──────── DATA SHOWN
Issue #1686, opened 2017-11-06
Support strings in grammar


sergiusens:
Estimate: 1 week

Snapcraft currently has a grammar that allows for behavior to change based on, for example, the host architecture. The use of this grammar is slowly making its way across the snapcraft.yaml. Currently the only items supported are lists (e.g. stage-packages and build-packages). Adding support for strings is required to support further expansion (e.g. making the source key grammar-powered).

sergiusens:
This was not needed as the change was simple enough to support sources

om26er:
> Currently the only items supported are lists (e.g. stage-packages and build-packages)

@sergiusens Does that mean, its already possible to have different stage-packages based on the architecture ? -- Can you please point to any examples for that ?

my usecase: I want to stage some 32bit packages on my 64bit snap. Currently those packages are also being shipped with 32bit snap, which doesn't need them.

sergiusens:
On Dec 21 2017, at 6:04 pm, Omer Akram <notifications@github.com> wrote:
> >
> > Currently the only items supported are lists (e.g. stage-packages and build-packages)
> >
>
>
> @sergiusens (https://github.com/sergiusens) Does that mean, its already possible to have different stage-packages based on the architecture ? -- Can you please point to any examples for that ?
>
>
> my usecase: I want to stage some 32bit packages on my 64bit snap. Currently those packages are also being shipped with 32bit snap, which doesn't need them.
>
>

It is all documented here https://docs.snapcraft.io/build-snaps/syntax

Issue #1687, opened 2017-11-06
Make source grammar-powered


sergiusens:
Estimate: 1 day

Snapcraft currently has a grammar that allows for behavior to change based on, for example, the host architecture. The use of this grammar is slowly making its way across the snapcraft.yaml. Currently the only items supported are lists (e.g. stage-packages and build-packages). Adding support for strings is required to support further expansion (e.g. making the source key grammar-powered).

PR #1817, opened 2017-12-19
grammar: support strings

kalikiana:

-----
This adds generic support for processing grammar of string values. `source` is the first property to support it, although adding more should be just a matter of updating the schema.

Closes: #1686

### DIFF
--- a/snapcraft/internal/pluginhandler/__init__.py
+++ b/snapcraft/internal/pluginhandler/__init__.py
@@ -66,6 +66,7 @@ class PluginHandler:
         self.plugin = plugin
         self._part_properties = _expand_part_properties(
             part_properties, part_schema)
+        self._part_property_grammar = part_properties
         self.stage_packages = []
         self._stage_packages_repo = stage_packages_repo
         self._grammar_processor = grammar_processor
@@ -96,10 +97,14 @@ class PluginHandler:
         # the default '.'
         source_handler = None
         if properties['source']:
+            if 'source' in self._part_property_grammar:
+                source = self._grammar_processor.get_source()
+            else:
+                source = properties['source']
             handler_class = sources.get_source_handler(
-                properties['source'], source_type=properties['source-type'])
+                source, source_type=properties['source-type'])
             source_handler = handler_class(
-                properties['source'],
+                source,
                 self.plugin.sourcedir,
                 source_checksum=properties['source-checksum'],
                 source_branch=properties['source-branch'],
--- a/snapcraft/internal/pluginhandler/__init__.py
+++ b/snapcraft/internal/pluginhandler/__init__.py
@@ -66,11 +66,13 @@ class PluginHandler:
         self.plugin = plugin
         self._part_properties = _expand_part_properties(
             part_properties, part_schema)
-        self._part_property_grammar = part_properties
         self.stage_packages = []
         self._stage_packages_repo = stage_packages_repo
         self._grammar_processor = grammar_processor
         self._confinement = confinement
+        self._source = grammar_processor.get_source()
+        if not self._source:
+            self._source = part_schema['source'].get('default')
 
         self._project_options = project_options
         self.deps = []
@@ -96,15 +98,11 @@ class PluginHandler:
         # TODO: we cannot pop source as it is used by plugins. We also make
         # the default '.'
         source_handler = None
-        if properties['source']:
-            if 'source' in self._part_property_grammar:
-                source = self._grammar_processor.get_source()
-            else:
-                source = properties['source']
+        if self._source:
             handler_class = sources.get_source_handler(
-                source, source_type=properties['source-type'])
+                self._source, source_type=properties['source-type'])
             source_handler = handler_class(
-                source,
+                self._source,
                 self.plugin.sourcedir,
                 source_checksum=properties['source-checksum'],
                 source_branch=properties['source-branch'],
--- a/snapcraft/internal/project_loader/_parts_config.py
+++ b/snapcraft/internal/project_loader/_parts_config.py
@@ -187,7 +187,7 @@ class PartsConfig:
 
         part = pluginhandler.PluginHandler(
             plugin=plugin,
-            part_properties=grammar_processor.get_properties(),
+            part_properties=part_properties,
             project_options=self._project_options,
             part_schema=self._validator.part_schema,
             definitions_schema=self._validator.definitions_schema,
--- a/snapcraft/internal/project_loader/_parts_config.py
+++ b/snapcraft/internal/project_loader/_parts_config.py
@@ -187,7 +187,7 @@ class PartsConfig:
 
         part = pluginhandler.PluginHandler(
             plugin=plugin,
-            part_properties=part_properties,
+            part_properties=grammar_processor.get_properties(),
             project_options=self._project_options,
             part_schema=self._validator.part_schema,
             definitions_schema=self._validator.definitions_schema,
--- a/snapcraft/internal/project_loader/grammar/_processor.py
+++ b/snapcraft/internal/project_loader/grammar/_processor.py
@@ -73,7 +73,11 @@ def _parse_dict(section, statement, statements, project_options,
     from ._try import TryStatement
 
     for key, value in section.items():
-        value = value if isinstance(value, list) else {value}
+        # Grammar is always written as a list of selectors but the value can
+        # be a list or a string, in the latter case we wrap it so no special
+        # care needs to be taken when fetching the result from the primitive
+        if not isinstance(value, list):
+            value = {value}
 
         if _ON_CLAUSE_PATTERN.match(key):
             # We've come across the beginning of an 'on' statement.
--- a/snapcraft/internal/project_loader/grammar/_processor.py
+++ b/snapcraft/internal/project_loader/grammar/_processor.py
@@ -73,6 +73,8 @@ def _parse_dict(section, statement, statements, project_options,
     from ._try import TryStatement
 
     for key, value in section.items():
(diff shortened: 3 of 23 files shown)


snapcraft/internal/project_loader/grammar_processing/_part_grammar_processor.py
```diff
@@ -58,6 +58,12 @@ def __init__(self, *, plugin, properties, project_options, repo):
         self._project_options = project_options
         self._repo = repo
 
+        for key, value in properties.items():
+            if key in ['source']:
```
sergiusens: is this just to support future expansion? I wouldn't complicate it now unless we know there is a very close next candidate to add.

snapcraft/tests/integration/general/test_parts_grammar.py
```diff
@@ -0,0 +1,62 @@
...
+from snapcraft.tests import integration, fixture_setup
+from testtools.matchers import Contains
+
+
+class PartsGrammarTestCase(integration.TestCase):
+
+    def setUp(self):
+        super().setUp()
+
+    def test_source(self):
```
sergiusens: a better name might be `test_plain_source_string`

snapcraft/internal/project_loader/grammar_processing/_part_grammar_processor.py
kalikiana: The next candidate is `source-checksum` which I think is paramount to have for different sources depending on the architecture.

snapcraft/internal/project_loader/grammar/_processor.py
```diff
@@ -73,6 +73,8 @@ def _parse_dict(section, statement, statements, project_options,
     from ._try import TryStatement
 
     for key, value in section.items():
+        value = value if isinstance(value, list) else {value}
```
kyrofa: I was thinking we were going to need to rewrite some of the grammar to support strings, but treating them as iterables is clever. However, I'm not a huge fan of the inline if statements-- would you mind rewriting this to be a bit more verbose? Adding a comment about why this is required would also be useful in the future.

snapcraft/internal/project_loader/grammar_processing/_part_grammar_processor.py
```diff
@@ -58,6 +58,12 @@ def __init__(self, *, plugin, properties, project_options, repo):
         self._project_options = project_options
         self._repo = repo
 
+        for key, value in properties.items():
```
kyrofa: Actually modifying the properties here instead of providing accessor methods to get the processed grammar doesn't fit into the pattern established in this class and may have further ramifications. Can you explain why you chose this path?

sergiusens:
I am good but please take into account @kyrofa's comments and review.

snapcraft/internal/project_loader/grammar/_processor.py
kalikiana: Done.

snapcraft/internal/project_loader/grammar_processing/_part_grammar_processor.py
kalikiana: I was under the impression we'd discussed this and you said wasn't necessary to wrap the properties, but I think I got something wrong. So I went ahead and added an explicit get_properties() method now. Sorry for the mix-up.

snapcraft/internal/project_loader/grammar_processing/_part_grammar_processor.py
```diff
@@ -58,11 +58,8 @@ def __init__(self, *, plugin, properties, project_options, repo):
         self._project_options = project_options
         self._repo = repo
 
-        for key, value in properties.items():
-            if key in ['source']:
-                properties[key] = next(iter(grammar.process_grammar(
-                    value if isinstance(value, list) else {value},
-                    self._project_options, True)))
+        self._property_grammar = properties
```
sergiusens: this should probably be a copy or the result is almost the same.

snapcraft/internal/project_loader/grammar_processing/_part_grammar_processor.py
```diff
@@ -73,6 +70,16 @@ def __init__(self, *, plugin, properties, project_options, repo):
...
 
+    def get_properties(self):
+        if not self.__properties:
+            self.__properties = self._property_grammar
+            for key, value in self._property_grammar.items():
+                if key in ['source']:
+                    self.__properties[key] = next(iter(grammar.process_grammar(
+                        value if isinstance(value, list) else {value},
+                        self._project_options, True)))
+        return self.__properties
```
sergiusens: ok, a copy might not be necessary; but you are not adding the original ones that don't need parsing to self.__properties; is that desired?

snapcraft/internal/project_loader/grammar_processing/_part_grammar_processor.py
```diff
@@ -52,6 +52,23 @@ class PartGrammarProcessor:
...
+    >>> plugin = mock.Mock()
+    >>> plugin.properties = {'plugin': 'dump',
+    ...                      'source': [{'on amd64': '.'}, 'else fail']}
+    >>> processor = PartGrammarProcessor(
+    ...    plugin=plugin,
+    ...    properties=plugin.properties,
+    ...    project_options=snapcraft.ProjectOptions(),
+    ...    repo=repo)
+    >>> processor.get_properties()['source']
+    '.'
```
sergiusens: can you also add `processor.get_properties()['plugin']` to verify it hasn't been modified? (add a code comment mentioning that)

snapcraft/tests/unit/project_loader/grammar_processing/test_part_grammar_processor.py
```diff
@@ -14,13 +14,58 @@
...
+            'target_arch': 'amd64',
+            'expected': {'source': 'foo'}
+        }),
+        ('on i386', {
+            'properties': {'source': [{'on i386': 'foo'}, {'else': 'bar'}]},
+            'target_arch': 'amd64',
+            'expected': {'source': 'bar'}
+        }),
+        ('on i386, target_arch=i386', {
+            'properties': {'source': [{'on i386': 'foo'}, {'else': 'bar'}]},
```
sergiusens: can you add more values than just the ones that need modification to verify the remain intact?

snapcraft/internal/project_loader/grammar_processing/_part_grammar_processor.py
kalikiana: The original values are assigned initially before the loop. However, you were right suspecting we need to copy, so I added `.copy()` now and a test case to see that `plugin.properties` retains the original properties including grammar (and crucially the test itself needs to `.copy()` so it can verify). Thanks for catching that!

snapcraft/internal/project_loader/_parts_config.py
```diff
@@ -187,7 +187,7 @@ def load_part(self, part_name, plugin_name, part_properties):
 
         part = pluginhandler.PluginHandler(
             plugin=plugin,
-            part_properties=part_properties,
+            part_properties=grammar_processor.get_properties(),
```
kyrofa: This is still going to mess up state tracking. The properties here need to be the raw ones. Note how we pass the grammar processor to the PluginHandler anyway-- it should just use the processor to grab the source like it does for e.g. stage-packages.

snapcraft/internal/project_loader/grammar_processing/_part_grammar_processor.py
kyrofa: Combined with my comment above, I think each property we want grammar-enabled should have its own getter, like stage-packages etc. here. Not the entire set of properties.

snapcraft/internal/pluginhandler/__init__.py
```diff
@@ -96,10 +97,14 @@ def _get_source_handler(self, properties):
         # the default '.'
         source_handler = None
         if properties['source']:
+            if 'source' in self._part_property_grammar:
+                source = self._grammar_processor.get_source()
```
kyrofa: Rather than saving off the grammar before defaults are applied, could you not just call this function to see if it returns a source? If not, use the default.

sergiusens: can you expand or maybe just fix it? :slightly_smiling_face:

sergiusens:
This actually solves #1687

snapcraft/internal/project_loader/grammar_processing/_part_grammar_processor.py
```diff
@@ -67,6 +87,14 @@ def __init__(self, *, plugin, properties, project_options, repo):
         self._stage_package_grammar = getattr(plugin, 'stage_packages', [])
         self.__stage_packages = set()
 
+    def get_source(self):
+        if not self.__source:
+            value = self._property_grammar['source']
+            self.__source = next(iter(grammar.process_grammar(
+                value if isinstance(value, list) else {value},
+                self._project_options, True)))
```
kyrofa: There are no tests using `try`. They would fail. This needs to be a callable, as the docs say.

snapcraft/internal/pluginhandler/__init__.py
kyrofa: Yep, on it.

kyrofa: Fixed.

snapcraft/internal/project_loader/grammar_processing/_part_grammar_processor.py
kyrofa: Fixed.

PR #1822, opened 2017-12-20
tests: skip classic confined tests on armhf

sergiusens:
We recently added a requirement to the snapcraft deb to install patchelf
from the snapstore which disabled a couple of tests.

-----

### DIFF
--- a/snaps_tests/__init__.py
+++ b/snaps_tests/__init__.py
@@ -93,8 +93,6 @@ def _get_latest_ssh_private_key():
 
 class SnapsTestCase(testtools.TestCase):
 
-    snap_content_dir = ''
-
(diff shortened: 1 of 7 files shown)


snaps_tests/__init__.py
```diff
@@ -93,7 +93,7 @@ def _get_latest_ssh_private_key():
 
 class SnapsTestCase(testtools.TestCase):
 
-    snap_content_dir = None
+    snap_content_dir = ''
```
────────────────
Using the material above, transcribe exactly the lines from the line with "PR #1822, opened 2017-12-20" to the line with "-93,8 +93,6 @@"; both count, and nothing else goes in.

PR #1822, opened 2017-12-20
tests: skip classic confined tests on armhf

sergiusens:
We recently added a requirement to the snapcraft deb to install patchelf
from the snapstore which disabled a couple of tests.

-----

### DIFF
--- a/snaps_tests/__init__.py
+++ b/snaps_tests/__init__.py
@@ -93,8 +93,6 @@ def _get_latest_ssh_private_key():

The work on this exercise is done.